Data for analysis
PR #1640, opened 2020-11-03
Dev: disable account type buttons if global configuration is used

ViliusS:
Dev: It is still possible to click on the buttons, even though the labels are disabled, but at least this shows a clear indication to the user.

### DIFF
--- a/assets/scripts/admin/tokenbounce.js
+++ b/assets/scripts/admin/tokenbounce.js
@@ -9,14 +9,14 @@ var LS = LS || {
 function updateParameters()
 {
 if ($('#bounceprocessing input:radio:checked').val()!='L'){
-        $("#bounceaccounttype label").attr('disabled','disabled');
+        $("#bounceaccounttype label").addClass('disabled');
         $("#bounceaccounthost").attr('disabled','disabled');
         $("#bounceaccountuser").attr('disabled','disabled');
         $("#bounceaccountpass").attr('disabled','disabled');
         $('#bounceaccountencryption label').addClass('disabled');
     }
     else {
-        $("#bounceaccounttype label").removeAttr('disabled');
+        $("#bounceaccounttype label").removeClass('disabled');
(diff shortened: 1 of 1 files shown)


Shnoulle:
disbaled is **not** supported by label
https://developer.mozilla.org/en-US/docs/Web/HTML/Attributes/disabled

css issue, not js. Don't broke HTML please :)

ViliusS:
How about now?

Shnoulle:
Leave the attr disabled to the input maybe ;)

It work with class ? Maybe add class to all other lable (PS : **i didn't check** !)

ViliusS:
The reason I've submitted the patch is that disabling the input didn't work. These buttons are constructed via <label> and CSS classes.

Now it works and is on par with "bounceaccountencryption" type below.

Shnoulle:
> The reason I've submitted the patch is that disabling the input didn't work.

? Strange issue here … someone broke HTML before you ;)

Shnoulle:
OK, got it : seems in 3 : label have class, but no update on radio :)

What i have in current 4.3.23  seems clear enough in global settings
Peek 03-11-2020 16-21

Here : it's for survey settings ?

Shnoulle:
Near same aspect in Survey settings : in my opinion : it's clear enough

@cdorin93 ?

Shnoulle:
In survey settings : seems button have already the disabled class … (but the text input didn't have good class)
Peek 03-11-2020 18-45

ViliusS:
You are checking the wrong field. The patch is against bounceaddresstype, not the bounceaddressencryption.

Shnoulle:
> The fix is for survey settings, not the global settings.

I don't know we can disable it … where can i get the page please ?

Shnoulle:
OK !!!

 Server type  … finally i got it …

Shnoulle:
Thank you and sorry for my misunderstanding ...

PR #1646, opened 2020-11-05
Fixed issue #16819: Delete a single user in user management and throw an exception.

gabrieljenik:


Shnoulle:
@gabrieljenik the input already exist , no ?

gabrieljenik:
It is added by JS.

Shnoulle:
We talk about remove this part https://github.com/LimeSurvey/LimeSurvey/blob/8263c8c55a521570bf086eb7c808f4c47fd2a215/application/extensions/LimeScript/LimeScript.php#L30  with @olleharstedt 

Then : if only added by this line, maybe need to fix it differently :)


`TbHtml::formTb` didn't add the CRSF token it self ?

olleharstedt:
If it's JSON encoded it will probably be surrounded by an extra pair of quotation marks.

DELETE should always be a POST, so it needs CSRF.

Shnoulle:
What i mean exactly : 

Use CHtml::form add the crsf token (name and value) : the `TbHtml::formTb` must add it too, no ? This is my original question

Else  : 

1. I always prefer to submit an existing form (or better : use an existing button) in javascript : always more easy to understand 
2. This input are totally broken : it don't use `Yii::app()->request->csrfTokenName` ;)

gabrieljenik:
My bad in diagnosis. Still the patch is OK.

The extra CSRF hidden input  field is added, as you say @Shnoulle, with the `TbHtml::formTb`.
It was added by it and then explicitily added later.

Sorry about the confusion

Shnoulle:
Thanks for your confirmation and your patch, you don't have to be sorry …

Trischi80:
May be this link could be interesting for discusion about CSRF:
https://www.yiiframework.com/wiki/274/how-to-validate-csrf-token-with-session

PR #1647, opened 2020-11-06
DEV #16785: Revert VueJs Topbars II

gabrieljenik:
Integrated the new top bar system into the new controllers.
Needed a way for sharing topBars among views and also a general framework where to place common topBar parts (ease maintenance).

Key parts:
LayoutHelper:renderTopbar() called from layouts.
Base top bar with Left and Right side configurable.
Totally overridable if needed.
Implemented it for email templates.

WIP
Next step survey toolbar, which is shared among many screens.


gabrieljenik:
Wrong branch name.

PR #1649, opened 2020-11-08
Fixed issue: Allow to login if LDAP user's DN contains double quotes

ViliusS:
Dev: Patch fixes an issue where LDAP users with double quotes or other special characters in their DN could not login if a group filter is set.

Should be applied to LS3.x branch too.


c-schmitz:
Thank you, again!

PR #1654, opened 2020-11-13
Fixed issue #16042  generated token length is too short with add participants()

gabrieljenik:
Updated code from generateTokens()
Code reorg

### DIFF
--- a/application/models/Token.php
+++ b/application/models/Token.php
@@ -61,6 +61,9 @@ abstract class Token extends Dynamic
     /** @var int Maximum token length */
     const MAX_LENGTH = 36;
 
+    /** @var int Default token length */
+    const DEFAULT_LENGTH = 15;
+
     /**
      * Set defaults
      * @inheritdoc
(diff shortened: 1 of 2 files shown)


application/models/Token.php
```diff
@@ -61,6 +61,9 @@ abstract class Token extends Dynamic
     /** @var int Maximum token length */
     const MAX_LENGTH = 36;
 
+    /** @var int Default token length */
+    const DEFAULT_LENGTH = 15;
```
Shnoulle, line 65: We don't have a config for this ? I think yes, but no ....

application/models/Token.php
```diff
@@ -231,13 +234,34 @@ public function findByToken($token)
...
+    }
+
     /**
      * Generates a token for this object.
      * @throws CHttpException
      */
     public function generateToken($tokenlength = NULL)
     {
-        $iTokenLength = $tokenlength ? $tokenlength : $this->survey->tokenlength;
+        if ($tokenlength) {
```
Shnoulle, line 260: Why not `generateToken($iTokenLength = NULL)`

And 
```
if(empty($iTokenLength)) {
    $iTokenLength = $this->getSurveyTokenLength();
}
```

I don't understand why use 2 different parameter name here ....

gabrieljenik: You are right.

application/models/Token.php
gabrieljenik: Would be the best, but we don't have it and I just wanted to wrap the ticket :)
The less changes, the less tests, the less destabilization

Shnoulle: totally right :+1:

Shnoulle (approved):

eddylackmann (approved):

PR #1662, opened 2020-11-20
Fixed issue #16847: Sort users when adding to usergroup

jmantysalo:
Fixed issue #<Mantis issue number>: 16847


Shnoulle:
order by uid ? Whny not by name ?

eddylackmann (approved):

What to produce
Throughout the data above, count the lines in which the word "files" occurs; supply the number alone.

Output for this exercise
2